We don't have 1 day a week workweeks not because it isn't possible but because we don't live late 19th / early 20th century lifestyles anymore. We have modern cities, infrastructure, transportation, manufacturing, power generation, diets, and recreation. I don't think many would want to go back to an agrarian lifestyle where you live in a one or two room brick cottage, walk everywhere, till a field with a very simple, small tractor, eat only what you grow seasonally, have two changes of clothes, and own basically nothing but the bare essentials to clean and feed yourself. If you did that then sure you could share the work between a little commune and maybe get by on a rotation of duties if you had enough up front capital to buy all the labor saving devices and could manage to keep everyone happy enough to share it all equally but I have a feeling it would still wind up being a hard life of poverty. There's also the question of how you keep all of the manufacturing and professional services going with so little demand for their outputs. There are very good reasons why the vast majority of the populace used to be stuck in subsistence farming for life and why that only changed with the advent of mass production and market economies.
> I don't think many would want to go back to an agrarian lifestyle where you live in a one or two room brick cottage, walk everywhere, till a field with a very simple, small tractor, eat only what you grow seasonally, have two changes of clothes, and own basically nothing but the bare essentials to clean and feed yourself.

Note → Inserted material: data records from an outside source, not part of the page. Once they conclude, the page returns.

Issue #1297, opened 2017-12-01
Join on columns of different name


cjprybol:
Transfer of https://github.com/JuliaData/DataTables.jl/issues/78

idea summary: Use a 2-element tuple to support joining DataFrames on columns that do not have the same names. Currently, we require renaming columns so that they match before columns can be used for joining

```julia
join(a, b, on=(:a_name, :b_name))
join(a, b, on=[(:a_name1, :b_name1), (:a_name2, :b_name2)])
```

[Pandas does this more explicitly by having `left_on` `right_on` keywords](https://pandas.pydata.org/pandas-docs/stable/generated/pandas.DataFrame.merge.html#pandas-dataframe-merge), and R's Data.Table has `by.x` and `by.y` ([jump to page 61 in docs](https://cran.r-project.org/web/packages/data.table/data.table.pdf))

ararslan:
I'd suggest using pairs, e.g. `join(a, b, on=[:a_name1 => :b_name1, :a_name2 => :b_name2])`

nalimilan:
I'm hesitant about using `Pair`. That kind of suggests a direction or a movement, but here the two column names are treated symmetrically. I would make sense if the second column name was retained in the result, but using the first one would sound more natural (that's what R does at least). OTOH, pairs make it clearer that matching columns need to be grouped, rather than grouping by (left, right). Without them it's really hard to remember.

Anyway, if we use `first` and `last` internally, we can support both tuples and pairs, so we just need to choose which syntax we promote in the docs.

cjprybol:
closed via https://github.com/JuliaData/DataFrames.jl/pull/1312

PR #1312, opened 2017-12-08
Support joining dataframes on columns with different left/right names

cjprybol:
Banishes https://github.com/JuliaData/DataFrames.jl/issues/1297 to [**Closed**](https://github.com/JuliaData/DataFrames.jl/issues?q=is%3Aissue+is%3Aclosed)

### DIFF
--- a/src/abstractdataframe/join.jl
+++ b/src/abstractdataframe/join.jl
@@ -6,21 +6,34 @@
 similar_missing(dv::AbstractArray{T}, dims::Union{Int, Tuple{Vararg{Int}}}) where {T} =
     fill!(similar(dv, Union{T, Missing}, dims), missing)
 
+const OnType = Union{Symbol, NTuple{2,Symbol}, Pair{Symbol,Symbol}}
+
 # helper structure for DataFrames joining
 struct DataFrameJoiner{DF1<:AbstractDataFrame, DF2<:AbstractDataFrame}
     dfl::DF1
     dfr::DF2
     dfl_on::DF1
     dfr_on::DF2
-    on_cols::Vector{Symbol}
+    left_on::Vector{Symbol}
+    right_on::Vector{Symbol}
 
-    function DataFrameJoiner{DF1, DF2}(dfl::DF1, dfr::DF2, on::Union{Symbol,Vector{Symbol}}) where {DF1, DF2}
-        on_cols = isa(on, Symbol) ? [on] : on
-        new(dfl, dfr, dfl[on_cols], dfr[on_cols], on_cols)
+    function DataFrameJoiner{DF1, DF2}(dfl::DF1, dfr::DF2,
+                                       on::Union{<:OnType, AbstractVector{<:OnType}}) where {DF1, DF2}
+
+        on_cols = isa(on, Vector) ? on : [on]
+        if eltype(on_cols) == Symbol
+            left_on = on_cols
+            right_on = on_cols
+        else
+            left_on = [first(x) for x in on_cols]
+            right_on = [last(x) for x in on_cols]
+        end
+        new(dfl, dfr, dfl[left_on], dfr[right_on], left_on, right_on)
     end
 end
 
-DataFrameJoiner(dfl::DF1, dfr::DF2, on::Union{Symbol,Vector{Symbol}}) where {DF1<:AbstractDataFrame, DF2<:AbstractDataFrame} =
+DataFrameJoiner(dfl::DF1, dfr::DF2, on::Union{<:OnType, AbstractVector{<:OnType}}) where
+    {DF1<:AbstractDataFrame, DF2<:AbstractDataFrame} =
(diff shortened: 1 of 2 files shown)


src/abstractdataframe/join.jl
```diff
@@ -6,21 +6,34 @@
 similar_missing(dv::AbstractArray{T}, dims::Union{Int, Tuple{Vararg{Int}}}) where {T} =
     fill!(similar(dv, Union{T, Missing}, dims), missing)
 
+# OnType
+const OT = Union{Symbol, NTuple{2,Symbol}, Pair{Symbol,Symbol}}
```
nalimilan: Better spell it in full: `OnType`.

src/abstractdataframe/join.jl
```diff
@@ -182,23 +195,21 @@ function update_row_maps!(left_table::AbstractDataFrame,
...
 
 ### Arguments
 
 * `df1`, `df2` : the two AbstractDataFrames to be joined
 
 ### Keyword Arguments
 
-* `on` : a Symbol or Vector{Symbol}, the column(s) used as keys when
-  joining; required argument except for `kind = :cross`
+* `on` : A column, or vector of columns to join df1 and df2 on; If the column(s)
```
nalimilan: Use period rather than semicolon. Also add backticks around `(left, right)` and `(left => right)`, and "Tuple" should either be in backticks and in singular, or be in lowercase.

Could you also add an example?

test/join.jl
```diff
@@ -371,4 +371,21 @@ module TestJoin
...
+            DataFrame(id = 3:7, sid = string.(3:7), SID = string.(3:7))
+        @test join(left, right, on = (:id => :ID)) ==
+            DataFrame(id = 3:7, sid = string.(3:7), SID = string.(3:7))
+        @test join(left, right, on = [(:id, :ID)]) ==
+            DataFrame(id = 3:7, sid = string.(3:7), SID = string.(3:7))
+        @test join(left, right, on = [(:id => :ID)]) ==
+            DataFrame(id = 3:7, sid = string.(3:7), SID = string.(3:7))
+        @test join(left, right, on = [(:id, :ID), (:sid, :SID)]) ==
+            DataFrame(id = 3:7, sid = string.(3:7))
+        @test join(left, right, on = [(:id => :ID), (:sid => :SID)]) ==
```
nalimilan: Parentheses aren't needed, right?

test/join.jl
```diff
@@ -371,4 +371,21 @@ module TestJoin
         @test levels(join(A, B, on=:b, kind = :semi)[:b]) == ["d", "c", "b", "a"]
         @test levels(join(B, A, on=:b, kind = :semi)[:b]) == ["a", "b", "c"]
     end
+
+    @testset "join on columns with different left/right names" begin
```
nalimilan: Can you also tests different kinds of joins?

cjprybol: Great idea. Your suspicion
> Looks mostly good, but I wonder how it can work given that left_on isn't used anywhere...

was very astute : )

src/abstractdataframe/join.jl
```diff
@@ -182,23 +195,21 @@ function update_row_maps!(left_table::AbstractDataFrame,
...
-Join two DataFrames
+    join(df1, df2; on = Symbol[], kind = :inner)
 
-```julia
-join(df1::AbstractDataFrame,
-     df2::AbstractDataFrame;
-     on::Union{Symbol, Vector{Symbol}} = Symbol[],
-     kind::Symbol = :inner)
-```
+Join two DataFrames
```
nalimilan: `data frames` or `` `DataFrame` objects``

src/abstractdataframe/join.jl
```diff
@@ -6,21 +6,34 @@
...
+            left_on = [first(x) for x in on_cols]
+            right_on = [last(x) for x in on_cols]
+        end
+        new(dfl, dfr, dfl[left_on], dfr[right_on], left_on, right_on)
     end
 end
 
-DataFrameJoiner(dfl::DF1, dfr::DF2, on::Union{Symbol,Vector{Symbol}}) where {DF1<:AbstractDataFrame, DF2<:AbstractDataFrame} =
+DataFrameJoiner(dfl::DF1, dfr::DF2, on::Union{<:OnType, AbstractVector{<:OnType}}) where
+    {DF1<:AbstractDataFrame, DF2<:AbstractDataFrame} =
```
nalimilan: I guess that's the indentation convention for this kind of situation? I'm not used to it yet.

cjprybol: I'm not sure if there is a convention, but this only works if the line break is after the `where` clause. If you line break before the `where` then it results in an error

nalimilan: Yeah, that's annoying. But I was wondering whether we should use four spaces, or align with arguments. Hard to decide.

PR #1314, opened 2017-12-12
fix typo in `isdone`: df -> source

jrklasen:


nalimilan:
Thanks! Do you have a minimal example to reproduce the bug? We should add it to the tests so that this kind of mistake doesn't happen again.

jrklasen:
unfortunately not. I spotted this by reading the code in order to familiarize myself with DataStreams.

jrklasen:
:), agreed

nalimilan:
> Yeah, to test you could just do @test(Data.isdone(DataFrame(a=[1,2], b=[3,4])), 3, 3)

Can you make a PR to add it?

PR #1315, opened 2017-12-12
Simplify source files inclusion

alyst:
The current code calls `include()` in a loop. It confuses `Revise`, so it cannot handle `DataFrames` package in v0.6.
v0.7 should solve such problems, but since the loop doesn't really simplify or reduce the code, let's just remove it.


nalimilan:
So you've been hit by this too... :-)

You could not possibly have made it sound more attractive and compelling.

I suppose for some people but if you've ever done any farm work then you'd know the reality is very different from the fantasy.

Also, there's nothing really stopping you from giving up all your worldly goods and doing this now.

You should really try it. I’ve been coding professionally since 2000, and some 10+ years before that as a kid with a hobby. The AI takes away quite a bit of tedious stuff. When you think “I’ll just have to code out that annoying little dumb piece”, where it is obvious what you need, but boring to write it, the AI typically knows what you want. Sometimes it is really mind-warping, like wow, that’s pretty heavy context you dragged in there! And sometimes it comes with a little left field that you hadn’t thought of, and even if it didn’t nail it, you got a new idea.

It’s like having an over-eager coworker to pair-program with - and can kinda boss around as you please, it never tiring or needing a break. Not senior-level (outside of knowing “deep” small pieces and snippets), but not fresh out of school either.

And it is great for fleshing out comments (if you’re into that, as I am), picking up your style and notation as you go.

I dont use them out of principle, but because I am still learning, so it just takes away from that.